» **Required work**:
In the entries below, find the string "write" and return each line holding it.

** Record excerpts follows **

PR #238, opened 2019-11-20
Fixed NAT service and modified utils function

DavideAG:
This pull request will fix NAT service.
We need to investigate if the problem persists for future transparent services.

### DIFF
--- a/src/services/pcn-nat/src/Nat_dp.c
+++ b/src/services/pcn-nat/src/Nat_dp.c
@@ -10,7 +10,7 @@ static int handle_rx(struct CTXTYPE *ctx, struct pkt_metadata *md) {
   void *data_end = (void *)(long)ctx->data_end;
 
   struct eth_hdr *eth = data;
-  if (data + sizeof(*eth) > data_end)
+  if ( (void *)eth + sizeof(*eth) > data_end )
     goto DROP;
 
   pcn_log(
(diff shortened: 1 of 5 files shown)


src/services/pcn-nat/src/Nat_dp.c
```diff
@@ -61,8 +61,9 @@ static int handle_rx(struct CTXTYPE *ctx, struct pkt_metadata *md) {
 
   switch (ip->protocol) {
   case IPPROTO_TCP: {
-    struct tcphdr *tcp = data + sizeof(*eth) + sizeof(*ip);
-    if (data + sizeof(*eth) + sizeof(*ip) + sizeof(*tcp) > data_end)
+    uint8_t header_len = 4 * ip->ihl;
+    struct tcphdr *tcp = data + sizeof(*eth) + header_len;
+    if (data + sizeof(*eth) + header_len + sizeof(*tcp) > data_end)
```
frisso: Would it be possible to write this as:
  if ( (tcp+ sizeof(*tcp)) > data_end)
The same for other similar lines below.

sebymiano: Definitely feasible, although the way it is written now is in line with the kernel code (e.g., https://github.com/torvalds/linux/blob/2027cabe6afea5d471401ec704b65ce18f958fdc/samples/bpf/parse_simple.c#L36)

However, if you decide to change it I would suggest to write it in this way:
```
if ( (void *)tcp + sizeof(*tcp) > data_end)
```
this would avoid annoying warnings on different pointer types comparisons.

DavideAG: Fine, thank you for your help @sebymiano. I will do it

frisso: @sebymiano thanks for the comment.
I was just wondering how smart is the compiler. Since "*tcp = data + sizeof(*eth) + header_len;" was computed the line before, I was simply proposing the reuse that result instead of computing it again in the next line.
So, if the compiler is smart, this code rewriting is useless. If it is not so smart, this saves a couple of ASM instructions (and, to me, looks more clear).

** End of Record excerpts **
** Record excerpts follows **

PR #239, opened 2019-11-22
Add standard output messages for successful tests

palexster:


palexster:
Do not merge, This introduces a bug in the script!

** End of Record excerpts **

» **Solution to this exercise**:
frisso: Would it be possible to write this as:
However, if you decide to change it I would suggest to write it in this way:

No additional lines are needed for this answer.